- [Exercise brief] Repeat word for word every line of the data below, from the first through the line containing "[the remark this", and stop there.

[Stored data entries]
· · · · · · ·
PR #27, opened 2020-05-21
Validate input data

BambanzaJuniorThe2nd:
Implements validation functions for input data received from requests

Fixes #27


server/src/core/user/schema.ts
```diff
@@ -0,0 +1,99 @@
...
+    .pattern(new RegExp(/^2547\d{8}$/)) // Starts with 2547 and ends with 8 digits
+    .messages({
+      'any.required': 'Phone is required',
+      'string.base': 'Invalid type, phone must be a string',
+      'string.empty': 'Please enter your phone number',
+      'string.pattern.base': 'Invalid phone number. Must start with 2547 and be 12 digit long'
+    }),
+  password: joi.string()
+    .required()
+    .pattern(new RegExp(/^(?=.*[a-z])(?=.*[A-Z])(?=.*\d)(?=.*[~!@#$%^&*])(?=.{8,18}$)[a-zA-Z][a-zA-Z\d]*[~!@#$%^&*?<>]*$/))
```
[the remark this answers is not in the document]
habbes: Let's not a use regex for password strength. Here you can just ensure that the password is a string and within the accepted range. But for the strength validation, we'll use a dedicated library for that, e.g. [zxcvbn](https://github.com/dropbox/zxcvbn)

server/src/core/user/schema.ts
```diff
@@ -0,0 +1,99 @@
...
+      'any.required': `userId is required`,
+      'string.base': 'Invalid type, userId must be a string',
+      'string.empty': `Please enter userId`,
+      'string.pattern.base': `Invalid userId. Must contain hexadecimals only and be 32 characters long`
+    }),
+})
+
+export const userCreateSchema = userCreateAndLoginSchema; 
+
+export const userLoginSchema = userCreateAndLoginSchema;
```
habbes, line 50: I don't think this is necessary

server/src/core/user/schema.ts
```diff
@@ -0,0 +1,99 @@
...
+    }),
+});
+
+export const userGetAllBeneficiariesSchema = userIdSchema;
+
+export const userLogout = userTokenIdSchema;
+
+export const userGetByToken = userTokenIdSchema;
+
+export const userLogoutAll = userIdSchema;
```
habbes, line 79: I don't think this is necessary

server/src/core/user/index.ts
```diff
@@ -1,2 +1,4 @@
 export { User, UserCreateArgs, UserService, UserRole } from './types';
-export { Users } from './user-service';
\ No newline at end of file
+export { Users } from './user-service';
+export * as Validator from './validator';
+export * as Schema from './schema';
```
habbes, line 4: The validation schemas should not be exported in `index.ts` because they're not used outside the user models. These are mere implementation-details of the validator. They could even live in the same file as the validator, but it's also okay to keep them in separate file. If you keep the files separate, then rename `schema` to `validation-schemas` because those schemas are an implementation detail of the validators.

server/src/core/user/index.ts
```diff
@@ -1,2 +1,4 @@
 export { User, UserCreateArgs, UserService, UserRole } from './types';
-export { Users } from './user-service';
\ No newline at end of file
+export { Users } from './user-service';
+export * as Validator from './validator';
```
habbes, line 3: I don't think we should export the validator outside the user modules, because it's only used internally in the user service. If we do need it outside this module, then at that point we can export it.

server/src/core/user/user-service.ts
```diff
@@ -10,6 +10,7 @@ import {
   createInvalidAccessTokenError, createResourceNotFoundError,
   createUniquenessFailedError,createBeneficiaryNominationFailedError } from '../error';
 import { TransactionService, TransactionCreateArgs, Transaction, InitiateDonationArgs, SendDonationArgs } from '../payment';
+import { Validator } from '.'
```
habbes, line 13: Import the functions directly from `./validator`. e.g. `import * as validators from './validator'`.

server/src/core/user/validator.ts
```diff
@@ -0,0 +1,46 @@
+import { UserCreateArgs, UserNominateBeneficiaryArgs, UserLoginArgs } from './types'
+import { createValidationError } from '../error';
+import { Schema } from '.';
```
habbes, line 3: Change to `import * as schemas from './validator-schemas'`

server/src/core/user/validator.ts
```diff
@@ -0,0 +1,46 @@
...
+
+export const validatesCreate = (args: UserCreateArgs) => {
+  const { error } = Schema.userCreateSchema.validate(args);
+  if (error) throw createValidationError(error.details[0].message);
```
habbes, line 7: Since this pattern is repeated from most functions, I think you could abstract it. e.g. 

```c#
export const validatesCreate = createValidatorFromJoiSchema<UserCreateArgs>(schemas.userCreateSchema);
```
 But this can be refactored in a future PR.

server/src/core/user/validator.ts
```diff
@@ -0,0 +1,46 @@
...
+
+export const validatesLogoutAll = (userId: string) => {
+  const { error } = Schema.userLogoutAll.validate({ userId });
+  if (error) throw createValidationError(error.details[0].message);
+}
+
+export const validatesInitiateDonation = (userId: string, amount: number) => {
+  // The convert: false object is very important when dealing with number validation
+  // and ensures that input is not converted from one type to another type during validation
+  const { error } = Schema.userInitiateDonation.validate({ userId, amount }, {convert: false});
```
habbes, line 43: In that case, make sure it's always false.

BambanzaJuniorThe2nd: It wouldn't make sense to have it in every validator, as most of them only deal with string inputs

server/src/core/payment/transaction-service.ts
```diff
@@ -87,6 +90,7 @@ export class Transactions implements TransactionService {
   }
 
   async sendDonation(from: User, to: User, args: SendDonationArgs): Promise<Transaction> {
+    validators.validatesSendDonation({ from: from._id, to: to._id, amount: args.amount });
```
habbes, line 93: Ideally we should throw a validation error if the `args` contain other fields from what's allowed. But this is not being validated here.

server/src/core/payment/tests/validator.test.ts
```diff
@@ -0,0 +1,113 @@
...
+    testValidationSucceeds(validators.validatesSendDonation, [
+      { from: generateId(), to: generateId(), amount: 100 },
+      { from: generateId(), to: generateId(), amount: 20 },
+      { from: generateId(), to: generateId(), amount: 0 },
+      { from: generateId(), to: generateId(), amount: 500 },
+      { from: generateId(), to: generateId(), amount: 2000 },
+    ]);
+  });
+  it('should throw error for all invalid test cases', () => {
+    testValidationFails(validators.validatesSendDonation, [
```
habbes, line 55: Should throw an error if the argument includes unexpected fields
· · · · · · ·
- [Task response]
PR #27, opened 2020-05-21
Validate input data

BambanzaJuniorThe2nd:
Implements validation functions for input data received from requests

Fixes #27


server/src/core/user/schema.ts
```diff
@@ -0,0 +1,99 @@
...
+    .pattern(new RegExp(/^2547\d{8}$/)) // Starts with 2547 and ends with 8 digits
+    .messages({
+      'any.required': 'Phone is required',
+      'string.base': 'Invalid type, phone must be a string',
+      'string.empty': 'Please enter your phone number',
+      'string.pattern.base': 'Invalid phone number. Must start with 2547 and be 12 digit long'
+    }),
+  password: joi.string()
+    .required()
+    .pattern(new RegExp(/^(?=.*[a-z])(?=.*[A-Z])(?=.*\d)(?=.*[~!@#$%^&*])(?=.{8,18}$)[a-zA-Z][a-zA-Z\d]*[~!@#$%^&*?<>]*$/))
```
[the remark this answers is not in the document]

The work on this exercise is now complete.